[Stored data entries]

PR #168, opened 2017-03-18
build the example project as part of CI

derekmorr:
This will build the example project as part of CI to ensure it stays working.

I've been experimenting with this in my fork of pureconfig. 

Here's a failed Travis job with the example project (before #166 was merged): https://travis-ci.org/derekmorr/pureconfig/jobs/212421774

If I apply the fixes in #166  to the code, it now builds: https://travis-ci.org/derekmorr/pureconfig/jobs/212423114

### DIFF
--- a/.travis.yml
+++ b/.travis.yml
@@ -5,3 +5,6 @@ scala:
     - 2.12.1
 jdk:
     - oraclejdk8
+script:
+  - sbt ++$TRAVIS_SCALA_VERSION test
+  - (cd example ; sbt ++$TRAVIS_SCALA_VERSION test)


melrief (approved):

melrief:
@derekmorr @leifwickland @jcazevedo @leifwickland just a quick note about this PR: as pointed out by the [TravisCI doc](https://docs.travis-ci.com/user/customizing-the-build#Customizing-the-Build-Step), this patch will always execute both the builds even if building pureconfig will fail. I would prefer the other solution, which is to concatenate the two bash commands via `&&` so that if pureconfig tests fails, then the example is not even run. I'm not too strong on this one, what's your opinions?

derekmorr:
That's fine with me.

jcazevedo:
Ideally, we would have a different job in the CI server for each build (and different checks for GitHub PRs). Unfortunately, I don't think that's possible in Travis CI.

Still, I think I prefer running both builds, even if building PureConfig fails. Potentially, we can get more information about the build of the example project without having to wait for the PureConfig build to be fixed.

jcazevedo (approved):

# WORK TO COMPLETE:
The exercise is to copy out every line above that has the word "approved" in it.

# YOUR SOLUTION:
melrief (approved):
jcazevedo (approved):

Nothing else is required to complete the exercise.